Closed dminor closed 2 years ago
CC @shadaj @Manishearth
This is necessary for now because WASM doesn't support other data providers; without the static data provider (which needs the testdata process) there would not be any way to do anything interesting with the WASM code.
I would add an exception for testdata for now; it's not actually being used, it's just that lockfiles are feature maximalist.
Because of this dependency, running cargo vendor
will vendor in icu_testdata, which has some large files, so it does have a real effect on consumers of the icu_capi
crate.
Is there a plan to remove this dependency in the future?
Ideally, WASM clients can bring their own provider, just like Rust and C++ clients, and have it built into the same *.wasm file. It shouldn't need to be a dependency of the core library long term.
I'm guessing Shadaj will be too busy with his studies to fix this for 0.4. I'd still like to see it part of 0.4, it is a soft blocker for using ICU4X in Firefox. I'm resetting the assignee so we can re-triage this.
@sffc This is marked as small
, is this a potential good first bug
or help wanted
if we can add some additional notes to get someone started on fixing it?
This might be fixed; icu_testdata is moved to an optional feature that is enabled by the "provider_static" feature on icu_capi.
I don't know how cargo vendor
works, so if it is still not fixed, I think the main deliverable here involves figuring out how to make the WASM target support "bring your own provider" and having it all built into a single WASM file.
I double checked, and unfortunately this is still being vendored in. This is only a soft blocker for use in Firefox, we can add an exception for the large data files, but it would be nice to not have icu_capi
depend on icu_testdata
.
Can you denylist the large files on vendoring? Ultimately those files are still necessary and are exposed as part of the capi via the static data provider. We could force smaller_static and have that use a different crate but that won't work for all cases.
A potential alternative would be to generate a smaller postcard blob for plurals+fd as well as the smaller_static build and have it live in icu_capi/testdata
I'm not sure how testdata is being used here. From Shane's comment, it sounds like eventually we want people to use write their own provider for wasm, and we're relying upon icu_testdata for now as an example of that or for testing things.
If that's the case, then it sounds like a smaller testdata blob for the capi might be a good solution, and maybe also provides an example for people to use when thinking about how they want to package their data.
I'm not sure how testdata is being used here
We're using it for creating a data provider for WASM. We also need it for the WearOS smaller_static data provider.

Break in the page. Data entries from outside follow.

PR #628, opened 2026-07-25
Pair a phone by scanning, with nothing to type

openwong2kim:
Stacked on #627 — that PR makes the address a phone can reach real; this one removes the last thing you have to type.

The QR carries the address **and** the code, so a scan finishes the pairing. A QR that only opened the pairing screen and still wanted six characters typed would have removed the easy half: the address was always the miserable part on a phone, because a raw tailnet hostname gets no autocomplete and no search suggestion.

## On putting a code in a URL

This repo forbids durable credentials in query strings and built `StreamTicket` to satisfy that rule — "the narrow thing a URL can safely carry: it grants opening a stream, it expires in two minutes, it is bound to one device." A pairing code is strictly narrower: single use, ten minutes, five attempts. This applies the rule rather than carving an exception out of it, and the reasoning is written where the payload is built rather than left to a reviewer to reconstruct.

`Referrer-Policy: no-referrer` is already set, so the address bar was the last write-down surface — `/pair` strips the code via `replaceState` before anything else can fail. The camera app's own scan history cannot be reached from here; the code being single-use and short-lived is what bounds that, not the strip.

## Shape

Encoding lives in `qrPath.ts` and returns one SVG path. Pure, so it is tested without a DOM — the popover's whole test strategy is `renderToStaticMarkup` against controlled props, and a component that encoded its own QR would need a hook and break that. The parent memoises on the payload string: the popover re-renders every 10s from the status poll while the thing being encoded changes only when a human mints a code. One path rather than ~1000 `<rect>` elements in a 288px box.

`pairQuery.js` is split out of `app.js` for the same reason `attentionFormat.js` was — the parsing decides whether a scanned code is auto-submitted or lands on the manual form, and it is tested against the exact bytes the phone runs.

## Verification

A wrong QR does not look wrong, it just fails to scan, so the tests assert what a scanner keys on: three finder patterns, module count, and the path compared cell by cell against an independently encoded grid.

Real-browser CSP check on the live tailnet: zero violations, terminal page renders, manual form still there, and the scanned path strips the code from the URL. The served header carries four script hashes. The owner confirmed QR login works from their phone.

The build refused this change at first — `build-daemon-web.mjs` pins the inline `<script>` count and says to re-read the gate rather than guess. Raised 3 to 4 deliberately; the policy is derived from the served bytes, so the new block is hashed like the others.

## Behaviour preserved

Junk in `?code=` lands on the manual form instead of auto-submitting — five bad attempts lock a code out, and a half-copied link should not spend them. A `/pair` with no query string is byte-for-byte the path it always was, which is what every typed-by-hand address still takes.


openwong2kim:
@codex review

openwong2kim:
[wmux-hermes]
This PR adds QR code scanning to complete phone pairing with a single camera scan, encoding both the pairing address and the code into one QR so the phone operator types nothing on a raw tailnet hostname that offers no autocomplete. The change touches the renderer's web popover (`WebToggle.tsx`) with a memoized QR render, a new pure `qrPath.ts` encoder that reduces the matrix to a single SVG path string, the daemon web frontend (`app.js` plus a new `pairQuery.js`) which reads the scanned code and strips it from the address bar via `history.replaceState` on load, the build script's inline-script-count gate (raised from 3 to 4 deliberately), and the `en.ts` i18n strings. It introduces the `qrcode-generator` runtime dependency and ships structural tests asserting finder patterns, exact dark-module coverage against an independent encode, and URL-parsing edge cases (junk, malformed input, missing code). The pairing code carried in the URL is framed as consistent with the repo's rule against durable credentials in query strings, since it is single-use, ten-minute, and five-attempt limited — strictly narrower than the existing `StreamTicket` the same rule produced.

PR #999, opened 2026-08-21
fix(clipboard): do not re-execute OSC 52 writes from replayed output

### LINKED ISSUE #998: [Bug]: Replaying a pane re-executes old OSC 52 writes and silently overwrites the system clipboard
### What happens

Copy something, verify it is on the clipboard, then paste in another pane — and get text you copied **days ago**, from a different session.

Concretely, what I did: selected a sentence in a Claude Code pane and copied it, checked it in Notepad (correct), opened another terminal, pasted — and got the content of an entirely different, much older copy. Nothing I did in between touched the clipboard.

### Cause

`useTerminal.ts` registers the OSC 52 write bridge on the terminal parser, so a TUI that copies via OSC 52 sets the system clipboard. That is the feature and it works.

The problem is that **those sequences are stored in the pane's buffer**, and replay writes the buffer back into the same xterm with that handler live:

- `term.write(bytes)` / `for (const chunk of st.buffer) term.write(chunk)` on the resync + legacy reconnect paths
- `terminal.write(restored)` on the scrollback-restore path

So every replay re-executes whatever OSC 52 writes the buffer happens to contain, and the clipboard is silently overwritten with text from whenever that output was produced. A reconnect, a resync, revealing a cold-parked pane, or restoring scrollback at startup is enough — the user is doing nothing clipboard-related at the time.

### Evidence from this machine

Scanning the daemon ring buffers in `~/.wmux/buffers` for `ESC ] 52 ; … ;` :

```
files containing OSC 52 writes: 10
total sequences:                70
```

Decoding the payloads, they are my own copies from the past several days — sentences from agent panes, in the same order I made them. (Content withheld; it is work material.) Any replay of those buffers re-applies one of them to my clipboard.

That also gives the bug an unpleasant second edge: **it can resurrect a clipboard entry from days ago off disk.** Anything ever copied inside a pane — a token, a password, a customer detail — is a candidate, because the ring buffer outlives the session that produced it.

### Repro

1. In a pane running a TUI that copies via OSC 52 (Claude Code, tmux, neovim), copy some distinctive text — call it A. Confirm A is on the clipboard.
2. Do something else for a while, so more output accumulates. Copy something new outside wmux — call it B. Confirm B is on the clipboard (Notepad, or `Get-Clipboard`).
3. Force a replay of the pane from step 1: reconnect it, let a resync happen, or restart wmux with scrollback restore enabled.
4. Paste. You get A.

On this machine step 3 happens by itself often enough that I hit it without knowing what "step 3" was.

### Suggested fix, and the one nuance I'd want your call on

Gate the handler rather than filtering bytes: a `replaying` flag the OSC 52 handler checks, so historical bytes cannot reach the clipboard. Stripping `ESC ] 52` out of the replay payload would work until the day a sequence straddles a chunk boundary, and a raw-stream rewrite is a worse thing to own than a boolean.

The nuance: on the resync path the same loop writes **two different kinds** of bytes — the historical replay payload, and `st.buffer`, which is *live* pty data held back while the resync was in flight. A flag that covers the whole loop would also swallow a legitimate OSC 52 that arrived during the resync window (rare, but it is a real copy the user just made). So the flag wants to be scoped to the historical payload only, with the buffered-live chunks written outside it — which is a two-line reorder rather than a one-line guard, hence asking rather than assuming.

Happy to write it either way once you say which shape you want. It is testable without a running app: feed a payload containing an OSC 52 write through the replay path with the flag set and assert `clipboardAPI.writeText` was not called.

### Confirmation

p-poppe:
## Summary

Closes #998. A copy is an act, and an act cannot be replayed — so the OSC 52 write half is now closed while xterm parses stored output, exactly as the read half always is.

Per the triage ("the proposed replay-gated handler flag is the right shape"), this is that flag, with the one nuance I flagged in the issue resolved in the conservative direction: **live bytes stay ungated.**

## Changes

- **`createOsc52Handler({ isReplaying, writeClipboard })`** in `utils/osc52Clipboard.ts` — the handler moves next to the policy it belongs to (that module already documents why reads and clears are refused; "and not from a replay" is the same kind of rule). DOM-free, so it unit-tests without a terminal.
- **`writeReplayed(term, data, depth)`** in `useTerminal.ts` — mutes the bridge, writes, and unmutes **in xterm's write callback**. Unmuting synchronously would release while the escape sequences are still queued, which is the bug itself. A counter rather than a boolean, because the replay paths write several payloads back to back.
- Three historical-payload sites routed through it: the dead-pane snapshot paint, and the restored `.txt` scrollback. (`STALE_REPLAY_*` reset constants are ours, not the pane's, so they stay plain writes.)
- Teardown force-resets the depth: a terminal disposed mid-parse never delivers its callback, and a leaked mute would silently disable copying for the next pane that reuses the hook.

## What is deliberately NOT gated

`for (const chunk of st.buffer) terminal.write(chunk)` on both the resync-complete and degrade paths. Those chunks are **live** pty data held out of xterm while a resync was in flight — a copy the user made in that window is genuine and must still reach the clipboard. This is the two-line split I asked about in the issue; gating the whole loop would have been simpler and wrong.

## Evidence this was worth fixing

On this machine before the fix: **70 OSC 52 write sequences across 10 daemon ring buffers**, the decoded payloads being my own copies from previous days. Any replay of any of those buffers re-applied one of them. The user-visible symptom that started it: copy something, verify it in Notepad, paste in another pane, get text from days ago.

### Fixed

- **A replayed pane no longer overwrites your clipboard.** Reconnecting a pane, resyncing it, or restoring its scrollback writes stored output back into the terminal — and any OSC 52 clipboard write inside those bytes was executed again, silently replacing whatever you had just copied with text from whenever that output was produced. Since the ring buffer outlives the session that produced it, this could resurrect a copy from days earlier, including one you would not want back. The clipboard bridge is now closed while historical bytes are parsed and open for everything live, so a copy made during a resync still lands.

## Stability tier impact

- [x] Change to an `internal` surface. `createOsc52Handler` is a new export in a renderer util; `decodeOsc52Write` keeps its signature and its tests. No event, RPC or persisted shape touched.

n/a.

## Test plan

- `osc52Clipboard.test.ts` — 5 new cases beside the existing 11: live sequence writes; replaying writes nothing (while still consuming the sequence); a malformed payload is not even decoded while replaying; the predicate is read per sequence so the gate reopens after the replay; reads and clears are still refused when not replaying.
- 16/16 pass. `npx tsc --noEmit` clean. `eslint` on the touched files reports the same 3 errors + 3 warnings as `main` does with the patch stashed (pre-existing empty-arrow-function and non-null-assertion sites).
- Manual verification: **not done** — no Electron binary in this sandbox. On a real build the check is the repro from the issue: copy A in a TUI pane, copy B outside wmux, force a replay (reconnect the pane or restart with scrollback restore), then paste — should be B, was A.

## Summary by CodeRabbit

- **Bug Fixes**
  - Prevented restored, replayed, or resynchronized terminal history from overwriting the current clipboard.
  - Prevented delayed output from closed terminal sessions from changing clipboard contents.
  - Preserved clipboard updates for live terminal output.
  - Continued rejecting clipboard read and clear requests.

- **Tests**
  - Added coverage for live writes, replay suppression, replay completion, invalid requests, terminal transitions, nested replay handling, and stale replay protection.


openwong2kim:

Fixes #998 by muting the OSC 52 clipboard bridge while replayed output (dead-pane snapshots, restored scrollback) is parsed, via a depth counter released in xterm's write callback; live resync-buffered bytes stay ungated. Touches useTerminal.ts and osc52Clipboard.ts, with new unit tests. P2 — matches the clipboard-overwrite bug it closes.

p-poppe:
Both review findings were right, and the second one is worth spelling out because it means my PR description was wrong about the main path. Pushed fixes for what the renderer can decide; one part needs your call.

## Fixed: generation-scoped mute

This hook outlives the terminal it hosts, so a write callback from a disposed terminal could decrement the depth belonging to its replacement and unmute *that* terminal mid-replay — the same bug wearing a different hat. The mute state is now `{ depth, gen }`, callbacks only decrement while their generation is current, and teardown bumps the generation rather than only zeroing the depth.

## Fixed, and a correction to my own reasoning: the resync flush is muted now

I claimed `st.buffer` holds live bytes and left it open. That is wrong on the raw-fallback path: `pty.reconnect`'s replay arrives as ordinary `pty:data` and lands in that same buffer — the code says so two lines above the loop I edited (*"the held replay lands on the clean buffer"*). So the buffer is **mixed**, and the reconnect case — the one my own bug report started from — was still leaking. Now the whole flush goes through `writeReplayed`.

The trade is deliberate, and it is the asymmetry argument from #935 applied here: a genuine copy made inside a ~1s resync window is lost and the user can copy again; a replayed write silently replaces the clipboard with a value that can be days old and is discovered only after pasting the wrong thing somewhere. A retry beats corruption.

## Not fixed, because the renderer cannot see it: the bare reconnect

The third route has no marker at all. `reconnectPtyWithRetry` calls `pty.reconnect` **without** a resync in flight, so its replay arrives as plain `pty:data` with `st.pending === false` and goes straight to `writeTerminalOutput`. Nothing in the renderer distinguishes those bytes from the program printing something now.

I can see two shapes and neither is mine to choose:

1. **Label the replay at the source.** The daemon/main side knows it is flushing a ring buffer, so a flag on the data event (or a `pty:replay-begin` / `pty:replay-end` pair around the flush) would make the gate exact everywhere, including this path. Costs a small IPC-surface change — your contract.
2. **Heuristic in the renderer.** Treat data arriving in the first N ms after a reconnect as replay. Cheap, no protocol change, and wrong often enough that I would rather not: a long-running agent printing during those milliseconds gets its copy swallowed for no visible reason.

I lean hard on (1) — it is the only version that is actually correct, and it also lets the gate drop the mixed-buffer compromise above, because live and replayed bytes would finally be distinguishable. Say which you want and I will write it; if you would rather take this PR as the partial fix (dead snapshot, restored scrollback, resync flush) and handle the reconnect path yourself where the protocol lives, that is fine too — say so and I will note the remaining hole in the issue rather than leaving it implied.

Still 16/16 on the util tests, `tsc` clean, lint unchanged against `main`.

p-poppe:
CI was right too — I had broken five of your source-level locks. Pushed a fix; here is the accounting, since these are your regression tests and "the test was in the way" is not a reason I want to leave implied.

Every one of them reads `useTerminal.ts` as text and matches literal call sites, so routing replay payloads through `writeReplayed()` moved the ground under them. In each case I kept the assertion's intent and changed only the spelling, plus the slice window where an added comment pushed the target out of range:

| Lock | What it pins | What I changed |
|---|---|---|
| `staleReplayModeReset` | payload write precedes the mode resets | accepts `writeReplayed(term, bytes`; `completeResyncFromFlush` window 1200 → 2400 |
| `hiddenRetention` — resync | `terminal.reset()` BEFORE the held bytes are parsed | matches the muted flush; window widened |
| `hiddenRetention` — dead snapshot | discard → reset → write → clean ordering | payload write matched on the new call |
| `daemonModeRaceCancel` | the daemon-guarded `restored` value is what gets written | accepts either spelling |
| `osc52` ×2 | decode + non-null guard reached from the hook | those moved into `createOsc52Handler`, so the lock now pins that the hook goes through the factory instead of hand-rolling a clipboard path |

And one lock **added**, because it is the contract this PR introduces and precisely the thing a future refactor would drop without noticing:

```ts
expect(SRC).toMatch(/isReplaying:\s*\(\)\s*=>\s*replayMuteRef\.current\.depth\s*>\s*0/);
```

If you would rather those locks stayed literal and I introduced a helper name they could match without edits, say so and I will rework it that way — I did consider naming the helper `terminalWriteReplay` so the existing `terminal.write(` patterns kept matching, and decided that optimising source text for a regex was the wrong tail wagging the dog. Your call, it is your test suite.

Full renderer suite now 3564/3565 locally. The single failure is `atlasCoherence` asserting the `addon-webgl` patch that `postinstall` applies — my sandbox installed with `--ignore-scripts`, and it fails identically on a stashed tree, so it is my environment rather than this branch.

The open question from my previous comment still stands and is the more interesting one: the bare-reconnect path has no replay marker in the renderer, so it needs either a labelled data event from your side or a heuristic I would rather not write.

openwong2kim:
## Live dogfood: the gate never reaches the path #998 was filed about

Ran this on a real Windows build (integration branch = `main` + #985 + #982 + #1000 + #996 + this PR, daemon mode on, isolated `WMUX_DATA_SUFFIX`). The three gated sites behave as designed, but the reconnect path from the issue's own repro is still ungated, and the clipboard is still overwritten.

**Repro, 2/2:**

```
1. in a pane:  Write-Host -NoNewline ($ESC + "]52;c;" + b64("REPLAY-A-FROMPANE") + $BEL)
   -> clipboard becomes REPLAY-A-FROMPANE       (live write, correctly ungated — good)
2. outside wmux: Set-Clipboard "SENTINEL-B-EXTERNAL"
3. reconnect the pane (renderer reload -> daemon reattach)
4. Get-Clipboard
```

```
[1] before reload: SENTINEL-B-EXTERNAL
[1] after  reload: REPLAY-A-FROMPANE
[2] before reload: SENTINEL-B-EXTERNAL
[2] after  reload: REPLAY-A-FROMPANE
```

That is verbatim the symptom in #998 — *"copy something, verify it in Notepad, paste in another pane, get text from days ago"*.

**Why the gate misses it.** The reattach replay is not written through any of the three `writeReplayed()` sites. The log names the path:

```
[useTerminal] daemon reattach ptyId=daemon-b885caf3 (active-at-mount)
[lifecycle] pty.reconnect id=daemon-b885caf3 result=ok pid=5392
```

No `[wmux:reveal] mechanism=…` line — so neither the dead-pane snapshot nor `completeResyncFromFlush` ran. The RingBuffer replay arrives as ordinary `pty:data` and lands in `deliverPtyData`, which is the un-gated `writeTerminalOutput` path:

```ts
const routePtyData = (data: string) => deliverPtyData(restingCursor.process(data));
const deliverPtyData = (data: string) => {
  const st = resyncRef.current;
  if (st.pending) { st.buffer.push(data); … return; }   // <- only THIS branch is later gated
  writeTerminalOutput(terminal, data, { … });           // <- reattach replay goes here, ungated
};
```

The PR already knows this shape — the comment at the resync flush says *"the reconnect replay itself arrives as pty:data and lands here"*. It just holds only when a resync is `pending`. On a plain reattach (the common case: reload, respawn, `active-at-mount`) nothing is pending, so the bytes go straight to `writeTerminalOutput` with the bridge open.

**What still stands.** The unit tests, the handler extraction and the depth/generation scoping all look right to me, and the live write half works exactly as intended (step 1 above). This is a coverage gap, not a regression — `main` overwrites the clipboard here too. But since the reconnect case is the one the issue leads with, I would rather not land it as-is and have #998 read as fixed.

**Shape of the fix, if useful.** `deliverPtyData` is where the classification has to happen — the mute needs to cover the reattach replay window, not just `writeReplayed()` callers. Something anchored on the reconnect itself (mute from `pty.reconnect` until the replay settles, the same way `writeReplayed` unmutes in xterm's write callback) would cover it, though the mixed-buffer caveat from the resync path applies here too — a genuinely live copy inside the reattach window would be swallowed. Given the asymmetry you already argued for in this PR (a lost copy is a retry, a resurrected one is silent corruption), that trade seems consistent.

Happy to re-run the same rig against a follow-up commit — the harness is a CDP driver against a real build, so the check is a one-liner once a build exists.

p-poppe:
Your dogfood found the one path I could not see from here, and the fix is pushed.

**What I got wrong.** I gated the three sites that write replay payloads *through our own code*, then reasoned that the resync branch covered the reconnect case. It does not: on a plain reattach nothing is pending, so the RingBuffer flush walks straight through `deliverPtyData` into `writeTerminalOutput` with the bridge open. Your `[useTerminal] daemon reattach … (active-at-mount)` line with no `[wmux:reveal] mechanism=` after it is the proof, and it is also the common case rather than an edge.

**Taking your shape.** The mute now covers the reattach *window*, not just our writes. Pulled the state machine into `src/renderer/terminal/replayMute.ts` so it tests without a terminal:

| piece | when |
|---|---|
| `beginReplayWrite()` | our writes — released in xterm's write callback |
| `openReattachWindow()` | at the reconnect request, since there is no write of ours to hang it on |
| `noteReplayData()` | every chunk through `deliverPtyData` extends the window |

Two bounds, because a heuristic without bounds is a liability: **250 ms of quiet** ends the window (the flush arrives as a burst), and a **5 s hard cap** means a pane that never stops printing cannot hold the bridge shut. Everything stays generation-scoped, so a disposed terminal can neither leak a mute nor unmute its successor.

The swallowed-live-copy caveat applies here exactly as you said, and I did not try to be clever about it. A copy made inside the reattach window is lost; the user notices instantly and copies again. The alternative is a value from days ago landing in the clipboard silently.

**Tests.** 14 on the state machine (nesting, idempotent release, stale-generation release, quiet close, burst extension, the hard cap, at-most-one window, close-when-no-replay-arrives, coexistence with a write mute, teardown cancelling its timers) plus two source locks on the wiring — one of which is the reattach window itself, since that is precisely what a future refactor would drop. Renderer suite 3579/3580; the failure is `atlasCoherence` checking a `node_modules` patch my `--ignore-scripts` sandbox never applied, identical on a stashed tree.

Please re-run the rig when you get a chance. If step 4 still returns `REPLAY-A-FROMPANE` I would rather know that than have #998 read as fixed — and if it returns the sentinel, the interesting follow-up question is whether you want the window kept as a heuristic or replaced later by a labelled data event, which would let it drop the swallowing entirely.

p-poppe:
@C:/Users/PRZEME~1/AppData/Local/Temp/pr999-comment-fixed.md

openwong2kim:
## Rig re-run: the reattach replay is muted — and the control proves the rig can still see the bug

Re-ran the rig against `28a28e43`, this time on **macOS** (CDP driver against a dev build, `pbcopy`/`pbpaste` in place of `Set-Clipboard`, isolated `WMUX_DATA_SUFFIX`, pane input driven through the main pipe so focus can't confound it). So the fix is now verified on a second platform rather than only the one that filed the report.

**Result, 2/2 — step 4 returns the sentinel:**

```
[1] live-write   : REPLAY-A-FROMPANE
[1] before reload: SENTINEL-B-EXTERNAL
[1] after  reload: SENTINEL-B-EXTERNAL
[2] live-write   : REPLAY-A-FROMPANE
[2] before reload: SENTINEL-B-EXTERNAL
[2] after  reload: SENTINEL-B-EXTERNAL
```

Step 1 still lands live, so the mute did not cost the working half. The console shows the same line my previous comment pinned the miss on — `[useTerminal] daemon reattach ptyId=… (active-at-mount)` with no `[wmux:reveal] mechanism=` after it — except now the bridge is shut across that window.

**Control run, because a green rig on a new platform is worth one line of doubt.** Identical procedure against current `main` (`61fbc376`), same isolated instance, same driver:

```
[1] after reload: REPLAY-A-FROMPANE
[2] after reload: REPLAY-A-FROMPANE
```

It leaks 2/2. The pass on this branch is the fix, not the harness looking the other way.

**On your follow-up question**: keep the window as a heuristic here. It is bounded on both ends, generation-scoped, and covered by the state-machine tests — that is enough to close #998. A labelled replay event is the better end state and would let the swallowing go entirely, but it is an IPC-surface change and deserves its own PR rather than riding along in this one. I will file it as a follow-up so the swallowed-live-copy trade is tracked in writing instead of implied.

Merging. Thanks for taking the shape rather than arguing the gap.

openwong2kim:
Follow-up filed: #1014 — replacing the reattach heuristic with a labelled replay signal from the daemon, so the swallowed-live-copy trade is tracked rather than implied.

Issue #997, opened 2026-08-21
Roster chrome: the awaiting-input label is untranslated in 19 locales, and the "Agents N" row spends a row on two numbers


p-poppe:
### Problem / motivation

Two things I ran into while looking at a sidebar full of agents, both beyond what I'd fix without your call. Context: 240px sidebar, one workspace with 3–5 Claude Code sessions, which #934 gave real names to.

**1. The status a user must act on is untranslated in 19 of 21 locales.**

`workspace.agentAwaitingInput` exists in `en`, `ko` and `zh`. The other 19 locale files do not carry it, so the fallback renders English `Needs input` inside an otherwise translated UI:

```
● AI              Needs input        <- pl UI
● Wtyczk…         Agent bezczynny
```

It is the *only* status that means "stop what you're doing and look at me", which makes it an unlucky one to lose. I've added the `pl` string in #996; the remaining 18 I deliberately left alone rather than machine-translating languages I can't check.

While counting those I noticed the label style is split too: `en`/`ko` use bare states (`Waiting`, `대기 중`), while `de`/`fr`/`es`/`ja`/`pl`/`zh` prefix the subject (`Agent wartet`, `Agente en espera`, `エージェント待機中`). In a fixed narrow column, next to a coloured dot, on a row that already names the agent, the prefix costs width and adds nothing. #996 makes `pl` bare; whether the others should follow is a call for whoever owns those locales — hence this issue rather than a sweeping PR.

**2. Is the `Agents N` header row worth a row?**

Right now an expanded workspace spends one full row on the disclosure line:

```
● CTO                    ^6
  ▸ Agents 3 · Needs you 1
     ● WMUX      Claude C…  Agent oczekuje
     ● ROLA…     Claude C…  Agent ukończony
     ● Zorgan…   Claude C…  Agent oczekuje
```

That line carries two numbers and no name. Both numbers could live on the workspace row itself, where the eye already goes:

```
● CTO            3 · 1!     ^6        <- count, and needs-you
     ● WMUX      w2-127     Oczekuje
     ● ROLA…     w2-131     Ukończone
     ● Zorgan…   w2-124     Oczekuje
```

That buys a row per expanded workspace — with 11 workspaces open it is the difference between seeing everything and scrolling. The counter-argument I can see: the header is also the click target for collapse, and the chevron needs somewhere to live; hanging both numbers off the workspace row competes with the unread badge, the git line and the shortcut hint, which are already there.

[...]

PR #1000, opened 2026-08-21
i18n: translate the awaiting-input status in the remaining 19 locales

p-poppe:
## Summary

Adds `workspace.agentAwaitingInput` to the 19 locales that lacked it. Per the triage on #997 ("the locale gap is a straightforward translation pass"), this is that pass.

Before: the key existed in `en`, `ko` and `zh` only, so in every other language the status rendered as English `Needs input` inside an otherwise translated sidebar — the one status that means *stop and look at me* being the one that looked foreign.

`pl` is deliberately absent here: it lands in #996, which also makes the Polish status set bare.

## Two rules I followed

**Each locale's own convention.** Every file that lacked the key prefixes the subject — `Agent wartet`, `Agente en espera`, `エージェント待機中` — so these do too. I did not import the bare-state style from `en`/`ko` through the back door; that is the separate design question still open on #997.

**The distinction from `agentWaiting`.** This is the part machine translation gets wrong: `agentWaiting` is "idle, ready for input", `agentAwaitingInput` is "it asked you something and stopped". Several languages render both as some form of *waiting*, so where the language allowed it the wording names the **input** rather than the waiting (`Agent wartet auf Eingabe`, `Агент ждёт ввода`, `Aracı girdi bekliyor`).

## Provenance, stated plainly

These are my translations, not a native speaker's. Dropping any string is better than shipping a guess, and four deserve a second pair of eyes before they ship:

- **`ja`** — `入力待ち` is idiomatic but sits close to the existing `待機中` for `agentWaiting`; a Japanese speaker may want them further apart.
- **`fr`** — chose *une réponse* over *une saisie*, since the blocking case is normally a question rather than a text field.
- **`th`** — long even by this column's standards; a shorter form likely exists.
- **`ar`** — RTL, and I cannot check how it renders beside the Latin pane coordinate (`w2-127`) in the same row.

### Fixed

- **"Needs input" is translated again.** The status that means an agent is blocked waiting for you was missing from every locale but English, Korean and Chinese, so in the other nineteen it rendered in English inside an otherwise translated sidebar — the one status a user has to act on being the one that looked out of place.

## Stability tier impact

- [x] No external surface touched — locale files only.

n/a.

## Test plan

- Mechanical insertion (script), then verified: all 22 non-English locale files now carry the key exactly once, `pl` excepted as noted; `npx tsc --noEmit` clean.
- No new tests: this is data, and the existing type on the translation map is what pins the key name.
- Manual verification: **not done** — no Electron binary in this sandbox, so nothing here has been seen rendered. The narrow column is the risk (`th`, `ar`), not correctness of the key.

## Summary by CodeRabbit

* **Bug Fixes**
  * Translated the “Needs input” agent status across all supported locales.
  * Improved consistency of workspace status messages for international users.

* **Documentation**
  * Added a changelog entry describing the localization fix.


openwong2kim:

Adds the missing  translation to the 19 locales that lacked it, closing the gap flagged in #997. Locale data files only, no logic touched, with each string following its locale's existing label convention. P3 — cosmetic fallback fix, but worth merging to make the one actionable status readable everywhere.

Happy to accept a change that uses smaller testdata blobs. We can move StaticDataProvider to a separate crate or a module in the ffi crate.
It's a pity that optional dependencies don't work nicely with your vendoring process.
Eventually, we want users of icu_capi
to build their own data package, rather than using the default one (either the full static_provider
or the stripped smaller_static
). I think this can be done by a client making a new crate that re-exports everything from icu_capi
plus one additional symbol for the data provider.
In the case of ICU4X, we could do this by making icu_capi
that has no data and icu_capi_testdata
that has a testdata provider built in. ?
@sffc yes, except Diplomat isn't quite ready for multi crate stuff yet.
I think creating a very narrow set of static testdata -- "plurals and decimals for three languages" should be fine for now
Actually. Once BlobProvider supports non-static (#848), then FFI clients can build their data and store it as static on their end, and pass it to the BlobProvider constructor. That's much simpler, and we don't have to bundle any static data in icu_capi
.
In the mean time, I would support a short-term fix where we move the smaller_static data file from icu_testdata into icu_capi and then remove the icu_testdata dependency from icu_capi.
In the mean time, I would support a short-term fix where we move the smaller_static data file from icu_testdata into icu_capi and then remove the icu_testdata dependency from icu_capi.
We'd need to generate a second static blob that also contains plural data fwiw, smaller static is FDF only.
Fine with me if we need to have multiple choices for the smaller blobs at this point in time.
Probably I would have FFI functions that return an ICU4XStaticDataProvider for each blob, rather than using a feature to toggle between them.
Yeah that works!
I haven't had the time to work on this, I'm removing myself from the assignee.
icu_testdata
is now optional, is that enough to fix this bug?
I think so!
According to @dminor's comment above, making the dependency optional (which, according to https://github.com/unicode-org/icu4x/issues/849#issuecomment-909433354, it already was) is not sufficient to solve the issue of vendored dependencies.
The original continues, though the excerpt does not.